■ Task item
Could you return every record below exactly as it is written?
──────── Records supplied
PR #7140, opened 2026-06-05
feat(a11y): add universal skip navigation support

### LINKED ISSUE #7132: [Accessibility] Add Universal Skip Navigation Support
## Is your feature request related to a problem? Please describe.

Currently, keyboard and screen-reader users must navigate through the entire navigation menu and other repetitive elements before reaching the main content of a page. This can make navigation slower and less accessible, especially for users who rely on assistive technologies.

## Describe the solution you'd like

Add a universal "Skip to Content" navigation link that becomes visible when focused via keyboard navigation.

The skip link should:

* Appear as the first focusable element on every page.
* Allow users to jump directly to the main content area.
* Be accessible to screen readers.
* Follow accessibility best practices (WCAG 2.1).

Example:

```html
<a href="#main-content" class="skip-link">
  Skip to main content
</a>
```

The main content container should have:

```html
<main id="main-content">
  ...
</main>
```

## Describe alternatives you've considered

Users can currently navigate using the Tab key, but this requires moving through multiple navigation and interface elements before reaching the desired content.

### Benefits

* Improved keyboard accessibility.
* Better screen-reader experience.
* Enhanced WCAG compliance.
* Faster navigation for all users.

### Possible Areas Affected

* App Layout
* Navigation Components
* Shared Layout Wrappers
* Accessibility Utilities

### Acceptance Criteria

* A skip navigation link is available on all pages.
* The link becomes visible when focused.
* Focus moves directly to the main content area.
* The implementation works across desktop and mobile browsers.
* No visual impact on the existing UI when not focused.

KRUSHAL2956:
Closes #7132

### Context & Problem
Before this change, keyboard-only and screen-reader users had to manually tab through all navbar elements (logo, navigation tabs, theme toggle, etc.) on every single page load before they could reach the main page content. This is a common accessibility bottleneck and violates WCAG 2.1 guidelines regarding bypass blocks.

### The Solution
We implemented a universal skip link mechanism that allows users to bypass navigation header links on demand:

1. **Accessibility Component**: Built `SkipToContent.jsx` in `src/components/accessibility/`. It renders an anchor element linking directly to the main content layout.
2. **Visual States**: The link is hidden off-screen by default using CSS translation (`-translate-y-full`) so it doesn't affect the visual layout for mouse users. When a keyboard user tabs into the page, the `:focus` state brings it into view at the top of the viewport.
3. **Focus Management**: Standard links sometimes fail to shift keyboard focus to non-focusable containers. We implemented a helper that sets `tabIndex="-1"` on the `#main-content` container when clicked, shifts focus to it programmatically, and removes the `tabIndex` attribute on blur to keep the DOM clean.
4. **App-wide Integration**: Placed the component as the first child of the root container in `App.jsx` to ensure it is the very first focusable element encountered on page load.

### Verification & Testing
Added integration and regression tests under `tests/skipToContent.test.mjs` verifying that:
- The SkipToContent component is rendered at the top of App.jsx.
- The focus target exists and correctly handles focus shifts.
- Dynamic attributes like tabIndex are properly managed during events.
- All styles align with tailwind's screen reader and focus ring requirements.

All checks passed locally. Let me know if you have any feedback!


KRUSHAL2956:
@SandeepVashishtha please review when you get a chance. Thanks!

Hi, I have implemented a universal Skip to Content navigation feature that improves keyboard accessibility and screen-reader navigation across the application. The solution has been integrated globally, includes automated test coverage, and has been verified with lint, tests, and build checks. Please review when you get a chance, thank you!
────────────────
■ Written response
PR #7140, opened 2026-06-05
feat(a11y): add universal skip navigation support

### LINKED ISSUE #7132: [Accessibility] Add Universal Skip Navigation Support
## Is your feature request related to a problem? Please describe.

Currently, keyboard and screen-reader users must navigate through the entire navigation menu and other repetitive elements before reaching the main content of a page. This can make navigation slower and less accessible, especially for users who rely on assistive technologies.

## Describe the solution you'd like

Add a universal "Skip to Content" navigation link that becomes visible when focused via keyboard navigation.

The skip link should:

* Appear as the first focusable element on every page.
* Allow users to jump directly to the main content area.
* Be accessible to screen readers.
* Follow accessibility best practices (WCAG 2.1).

Example:

```html
<a href="#main-content" class="skip-link">
  Skip to main content
</a>
```

The main content container should have:

```html
<main id="main-content">
  ...
</main>
```

## Describe alternatives you've considered

Users can currently navigate using the Tab key, but this requires moving through multiple navigation and interface elements before reaching the desired content.

### Benefits

* Improved keyboard accessibility.
* Better screen-reader experience.
* Enhanced WCAG compliance.
* Faster navigation for all users.

### Possible Areas Affected

* App Layout
* Navigation Components
* Shared Layout Wrappers
* Accessibility Utilities

### Acceptance Criteria

* A skip navigation link is available on all pages.
* The link becomes visible when focused.
* Focus moves directly to the main content area.
* The implementation works across desktop and mobile browsers.
* No visual impact on the existing UI when not focused.

KRUSHAL2956:
Closes #7132

### Context & Problem
Before this change, keyboard-only and screen-reader users had to manually tab through all navbar elements (logo, navigation tabs, theme toggle, etc.) on every single page load before they could reach the main page content. This is a common accessibility bottleneck and violates WCAG 2.1 guidelines regarding bypass blocks.

### The Solution
We implemented a universal skip link mechanism that allows users to bypass navigation header links on demand:

1. **Accessibility Component**: Built `SkipToContent.jsx` in `src/components/accessibility/`. It renders an anchor element linking directly to the main content layout.
2. **Visual States**: The link is hidden off-screen by default using CSS translation (`-translate-y-full`) so it doesn't affect the visual layout for mouse users. When a keyboard user tabs into the page, the `:focus` state brings it into view at the top of the viewport.
3. **Focus Management**: Standard links sometimes fail to shift keyboard focus to non-focusable containers. We implemented a helper that sets `tabIndex="-1"` on the `#main-content` container when clicked, shifts focus to it programmatically, and removes the `tabIndex` attribute on blur to keep the DOM clean.
4. **App-wide Integration**: Placed the component as the first child of the root container in `App.jsx` to ensure it is the very first focusable element encountered on page load.

### Verification & Testing
Added integration and regression tests under `tests/skipToContent.test.mjs` verifying that:
- The SkipToContent component is rendered at the top of App.jsx.
- The focus target exists and correctly handles focus shifts.
- Dynamic attributes like tabIndex are properly managed during events.
- All styles align with tailwind's screen reader and focus ring requirements.

All checks passed locally. Let me know if you have any feedback!


KRUSHAL2956:
@SandeepVashishtha please review when you get a chance. Thanks!

Hi, I have implemented a universal Skip to Content navigation feature that improves keyboard accessibility and screen-reader navigation across the application. The solution has been integrated globally, includes automated test coverage, and has been verified with lint, tests, and build checks. Please review when you get a chance, thank you!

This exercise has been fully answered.